[Stored data entries]
^^^^^^^^

PR #4922, opened 2026-09-09
feat(RHINENG-28294): align export with inventory views columns

rodrigonull:
## Jira
[RHINENG-28294](https://issues.redhat.com/browse/RHINENG-28294)

## What
Export now respects the active View's column configuration, so the exported data includes only the columns defined in the View (in the same order) instead of dumping every field.

## Why
Users expect the export to match what they see on screen. Previously, exports always emitted the full default field set regardless of which columns the View was configured with. This story wires the saved column configuration into the export pipeline for both CSV and JSON formats.

## How
- Renamed `_load_view_filters` → `_load_view_config` to also return the View's `columns` list alongside the existing host/query filters.
- Added `resolve_export_columns()` in `export_service.py` — maps View column keys (including `app:field` app-data keys) to the ordered flat export field list, filtering out columns for applications the requester lacks permission to view.
- Extended `get_allowed_app_services()` in `lib/middleware.py` to accept optional `identity` and request headers, enabling per-app RBAC enforcement in the export consumer. View filters referencing unauthorized apps reject the export with a 403 error.
- Extended `get_hosts_to_export()` in `host_query_db.py` with `export_fields` and `app_data_fields` parameters:
  - System profile tables (static and dynamic) are conditionally `LEFT JOIN`ed only when referenced by export fields or filters (`_export_needs_profile_joins`).
  - App-data columns are queried in batches via `_fetch_app_data_batch()` instead of joining every app table onto the main scan.
- Formatted nested JSON fields for flat export:
  - `workloads` and `per_reporter_staleness` extract root keys as comma-separated strings.
  - `compliance:policies` extracts policy names from the JSON array.
  - `operating_system` maps to `os_release`.
- Updated `_StreamingExportBody` and `serialize_host_row_for_export` to accept a custom field list and uniformly access row attributes, falling back to the default set for legacy exports.
- Added `CORE_VIEW_FIELDS_TO_EXPORT_FIELDS` and `ALWAYS_INCLUDED_EXPORT_FIELDS` constants in `serialization.py` to centralize the column-key → export-field mapping.

## Testing
Added comprehensive unit tests covering:
- `TestLoadViewConfig` — view config loading with filters + columns
- `TestResolveExportColumns` — core/app-data/unknown/duplicate column resolution, ordering, and RBAC app filtering
- `TestStreamingExportBodyCustomFields` — CSV header and JSON output with custom fields
- `TestGetHostsToExportWithColumns` — app-data batching, key ordering, conditional profile joins, and root key / policy name extraction
- `TestCreateExportWithView` — end-to-end export with view columns in JSON and CSV formats, including RBAC permission enforcement and rejection
- `TestFormatCompliancePolicies` — extracting policy names from compliance policy lists

## PR Guidelines

## PR Guideline checks

[RHINENG-28294]: https://redhat.atlassian.net/browse/RHINENG-28294?atlOrigin=eyJpIjoiNWRkNTljNzYxNjVmNDY3MDlhMDU5Y2ZhYzA5YTRkZjUiLCJwIjoiZ2l0aHViLWNvbS1KU1cifQ

## Summary by Sourcery

Make inventory exports match the active View columns while preserving ordering, app-data access controls, and legacy export behavior.

New Features:
- Align CSV and JSON exports with the selected inventory View's ordered column configuration, including supported app-data columns.
- Apply app-service permissions to View export columns and reject exports that filter on unauthorized applications.

Bug Fixes:
- Prevent exports from including fields or app data that are not represented by the active View or permitted for the requester.

Enhancements:
- Optimize export queries by conditionally loading system profiles, joining only app-data tables needed for filters, and batch-fetching app-data columns.
- Add consistent flat formatting for nested system-profile and compliance data and preserve legacy exports when no View columns are configured.

Tests:
- Add unit and integration coverage for View configuration loading, column resolution, RBAC enforcement, custom CSV/JSON output, optimized joins, batched app-data loading, and nested field formatting.


rodrigonull:
@sourcery-ai review

rodrigonull:
@sourcery-ai review

app/serialization.py
```diff
@@ -283,39 +300,69 @@ def serialize_host(
...
-        "satellite_managed": row.satellite_managed,
-        "cloud_provider": row.cloud_provider,
-        "is_marketplace": row.is_marketplace,
-        "ip_addresses": row.ip_addresses,
+        "os_release": getattr(row, "os_release", None),
+        "updated": _serialize_datetime(modified_on) if modified_on else None,
+        "created": _serialize_datetime(created_on) if created_on else None,
+        "last_check_in": _serialize_datetime(last_check_in) if last_check_in else None,
+        "data_collector": list(reporters) if reporters else None,
+        "per_reporter_staleness": _extract_root_keys(getattr(row, "per_reporter_staleness", None) or reporters),
```
kruai: Doesn't this just return a list of reporters, rather than per-reporter staleness values? I think there's some additional transformation that's missing here

tests/test_export_service.py
kruai, line 1: Can the new tests be refactored or simplified? I want to make sure we need all >800 added lines before I go through them more thoroughly :)

kruai (changes requested):
Thanks for the PR! Mostly looks good - I just see one issue and have one question.

app/serialization.py
rodrigonull: @kruai the view column is `per_reporter_staleness`, but in the UI it is displayed as `Data Collector` and it only renders reporter names from Object.keys(...), not the nested staleness JSON. Exporting the keys matches what’s on screen (and stays CSV-friendly), so I am not sure we should change that. WDYT?

kruai: The column `per_reporter_staleness` corresponds to `Data Collector` in the UI, even though we're also returning a `data_collector` field? That's really confusing... I think we should return `per_reporter_staleness` in full if we're calling it by name, or rename it to `reporters` in the response if we're just returning the list of reporters.
Also is there a lookup happening on the front-end? Because "puptoo" isn't a Data Collector, but "insights-client" is.

rodrigonull: You are right, the view column key stays `per_reporter_staleness` (that’s what the UI saves), but now I changed the export service to export the `data_collector` instead of `per_report_staleness`.

You’re also right about the labels. I've changed it now to apply the same frontend mapping (puptoo → insights-client, rhsm-* → subscription-manager, etc.), so the CSV/JSON match the Data collector column.

api/host_query_db.py
```diff
@@ -952,44 +1017,82 @@ def get_hosts_to_export(
...
+            for row in base_query:
+                host_row = _row_to_export_host(row, labels)
+                serialized = serialize_host_row_for_export(
+                    host_row, staleness=staleness, fields=resolved_export_fields
+                )
+                batch_hosts.append((host_row.id, serialized))
+
+                if len(batch_hosts) >= effective_batch_size:
+                    host_ids = [h[0] for h in batch_hosts]
+                    app_data = _fetch_app_data_batch(host_ids, identity.org_id, app_data_fields)
```
kruai, line 1076: I'm concerned about combining `yield_per` (line 1059) with the query being called in `_fetch_app_data_batch`. We might need to use a second DB connection. Can you please add a test with batch_size=1 and 3 (or more) hosts with app_data to validate this?

kruai (changes requested):
Found one more thing I'm concerned about before I approve. I was briefly concerned that "yupana" was not in the data-collectors lookup list, but since it doesn't map cleanly to one specific DC, we can stick with the fallback behavior (just using "yupana").

api/host_query_db.py
rodrigonull: Good catch. I added a batch_size=1 case with 3 hosts, and _fetch_app_data_batch now uses a separate Session so those lookups don’t share the streaming connection.

kruai (approved):
LGTM 👍

PR #4956, opened 2026-09-15
fix(iqe): gracefully handle RBAC setup failures in ephemeral environments

adarshdubey-star:
## Summary by Sourcery

Keep ephemeral test sessions running after RBAC setup failures while clearly skipping tests that depend on RBAC.

Bug Fixes:
- Allow ephemeral-environment test sessions to continue when RBAC role setup fails by skipping only RBAC-dependent tests.

Enhancements:
- Record RBAC setup failures for reuse across test fixtures and avoid Kessel synchronization when setup is incomplete.

Tests:
- Add automatic skipping for RBAC tests when session-level RBAC setup fails.


fstavela (changes requested):
I wouldn't skip the tests, then we can miss bugs. Especially in the RBAC integration, which can't be very well tested in unit tests.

^^^^^^^^

◆ **WHAT TO DO**
Nothing but an exact transcription of the records is expected.

◆ **ANSWER SPACE**
PR #4922, opened 2026-09-09
feat(RHINENG-28294): align export with inventory views columns

rodrigonull:
## Jira
[RHINENG-28294](https://issues.redhat.com/browse/RHINENG-28294)

## What
Export now respects the active View's column configuration, so the exported data includes only the columns defined in the View (in the same order) instead of dumping every field.

## Why
Users expect the export to match what they see on screen. Previously, exports always emitted the full default field set regardless of which columns the View was configured with. This story wires the saved column configuration into the export pipeline for both CSV and JSON formats.

## How
- Renamed `_load_view_filters` → `_load_view_config` to also return the View's `columns` list alongside the existing host/query filters.
- Added `resolve_export_columns()` in `export_service.py` — maps View column keys (including `app:field` app-data keys) to the ordered flat export field list, filtering out columns for applications the requester lacks permission to view.
- Extended `get_allowed_app_services()` in `lib/middleware.py` to accept optional `identity` and request headers, enabling per-app RBAC enforcement in the export consumer. View filters referencing unauthorized apps reject the export with a 403 error.
- Extended `get_hosts_to_export()` in `host_query_db.py` with `export_fields` and `app_data_fields` parameters:
  - System profile tables (static and dynamic) are conditionally `LEFT JOIN`ed only when referenced by export fields or filters (`_export_needs_profile_joins`).
  - App-data columns are queried in batches via `_fetch_app_data_batch()` instead of joining every app table onto the main scan.
- Formatted nested JSON fields for flat export:
  - `workloads` and `per_reporter_staleness` extract root keys as comma-separated strings.
  - `compliance:policies` extracts policy names from the JSON array.
  - `operating_system` maps to `os_release`.
- Updated `_StreamingExportBody` and `serialize_host_row_for_export` to accept a custom field list and uniformly access row attributes, falling back to the default set for legacy exports.
- Added `CORE_VIEW_FIELDS_TO_EXPORT_FIELDS` and `ALWAYS_INCLUDED_EXPORT_FIELDS` constants in `serialization.py` to centralize the column-key → export-field mapping.

## Testing
Added comprehensive unit tests covering:
- `TestLoadViewConfig` — view config loading with filters + columns
- `TestResolveExportColumns` — core/app-data/unknown/duplicate column resolution, ordering, and RBAC app filtering
- `TestStreamingExportBodyCustomFields` — CSV header and JSON output with custom fields
- `TestGetHostsToExportWithColumns` — app-data batching, key ordering, conditional profile joins, and root key / policy name extraction
- `TestCreateExportWithView` — end-to-end export with view columns in JSON and CSV formats, including RBAC permission enforcement and rejection
- `TestFormatCompliancePolicies` — extracting policy names from compliance policy lists

## PR Guidelines

## PR Guideline checks

[RHINENG-28294]: https://redhat.atlassian.net/browse/RHINENG-28294?atlOrigin=eyJpIjoiNWRkNTljNzYxNjVmNDY3MDlhMDU5Y2ZhYzA5YTRkZjUiLCJwIjoiZ2l0aHViLWNvbS1KU1cifQ

## Summary by Sourcery

Make inventory exports match the active View columns while preserving ordering, app-data access controls, and legacy export behavior.

New Features:
- Align CSV and JSON exports with the selected inventory View's ordered column configuration, including supported app-data columns.
- Apply app-service permissions to View export columns and reject exports that filter on unauthorized applications.

Bug Fixes:
- Prevent exports from including fields or app data that are not represented by the active View or permitted for the requester.

Enhancements:
- Optimize export queries by conditionally loading system profiles, joining only app-data tables needed for filters, and batch-fetching app-data columns.
- Add consistent flat formatting for nested system-profile and compliance data and preserve legacy exports when no View columns are configured.

Tests:
- Add unit and integration coverage for View configuration loading, column resolution, RBAC enforcement, custom CSV/JSON output, optimized joins, batched app-data loading, and nested field formatting.


rodrigonull:
@sourcery-ai review

rodrigonull:
@sourcery-ai review

app/serialization.py
```diff
@@ -283,39 +300,69 @@ def serialize_host(
...
-        "satellite_managed": row.satellite_managed,
-        "cloud_provider": row.cloud_provider,
-        "is_marketplace": row.is_marketplace,
-        "ip_addresses": row.ip_addresses,
+        "os_release": getattr(row, "os_release", None),
+        "updated": _serialize_datetime(modified_on) if modified_on else None,
+        "created": _serialize_datetime(created_on) if created_on else None,
+        "last_check_in": _serialize_datetime(last_check_in) if last_check_in else None,
+        "data_collector": list(reporters) if reporters else None,
+        "per_reporter_staleness": _extract_root_keys(getattr(row, "per_reporter_staleness", None) or reporters),
```
kruai: Doesn't this just return a list of reporters, rather than per-reporter staleness values? I think there's some additional transformation that's missing here

tests/test_export_service.py
kruai, line 1: Can the new tests be refactored or simplified? I want to make sure we need all >800 added lines before I go through them more thoroughly :)

kruai (changes requested):
Thanks for the PR! Mostly looks good - I just see one issue and have one question.

app/serialization.py
rodrigonull: @kruai the view column is `per_reporter_staleness`, but in the UI it is displayed as `Data Collector` and it only renders reporter names from Object.keys(...), not the nested staleness JSON. Exporting the keys matches what’s on screen (and stays CSV-friendly), so I am not sure we should change that. WDYT?

kruai: The column `per_reporter_staleness` corresponds to `Data Collector` in the UI, even though we're also returning a `data_collector` field? That's really confusing... I think we should return `per_reporter_staleness` in full if we're calling it by name, or rename it to `reporters` in the response if we're just returning the list of reporters.
Also is there a lookup happening on the front-end? Because "puptoo" isn't a Data Collector, but "insights-client" is.

rodrigonull: You are right, the view column key stays `per_reporter_staleness` (that’s what the UI saves), but now I changed the export service to export the `data_collector` instead of `per_report_staleness`.

You’re also right about the labels. I've changed it now to apply the same frontend mapping (puptoo → insights-client, rhsm-* → subscription-manager, etc.), so the CSV/JSON match the Data collector column.

api/host_query_db.py
```diff
@@ -952,44 +1017,82 @@ def get_hosts_to_export(
...
+            for row in base_query:
+                host_row = _row_to_export_host(row, labels)
+                serialized = serialize_host_row_for_export(
+                    host_row, staleness=staleness, fields=resolved_export_fields
+                )
+                batch_hosts.append((host_row.id, serialized))
+
+                if len(batch_hosts) >= effective_batch_size:
+                    host_ids = [h[0] for h in batch_hosts]
+                    app_data = _fetch_app_data_batch(host_ids, identity.org_id, app_data_fields)
```
kruai, line 1076: I'm concerned about combining `yield_per` (line 1059) with the query being called in `_fetch_app_data_batch`. We might need to use a second DB connection. Can you please add a test with batch_size=1 and 3 (or more) hosts with app_data to validate this?

kruai (changes requested):
Found one more thing I'm concerned about before I approve. I was briefly concerned that "yupana" was not in the data-collectors lookup list, but since it doesn't map cleanly to one specific DC, we can stick with the fallback behavior (just using "yupana").

api/host_query_db.py
rodrigonull: Good catch. I added a batch_size=1 case with 3 hosts, and _fetch_app_data_batch now uses a separate Session so those lookups don’t share the streaming connection.

kruai (approved):
LGTM 👍

PR #4956, opened 2026-09-15
fix(iqe): gracefully handle RBAC setup failures in ephemeral environments

adarshdubey-star:
## Summary by Sourcery

Keep ephemeral test sessions running after RBAC setup failures while clearly skipping tests that depend on RBAC.

Bug Fixes:
- Allow ephemeral-environment test sessions to continue when RBAC role setup fails by skipping only RBAC-dependent tests.

Enhancements:
- Record RBAC setup failures for reuse across test fixtures and avoid Kessel synchronization when setup is incomplete.

Tests:
- Add automatic skipping for RBAC tests when session-level RBAC setup fails.


fstavela (changes requested):
I wouldn't skip the tests, then we can miss bugs. Especially in the RBAC integration, which can't be very well tested in unit tests.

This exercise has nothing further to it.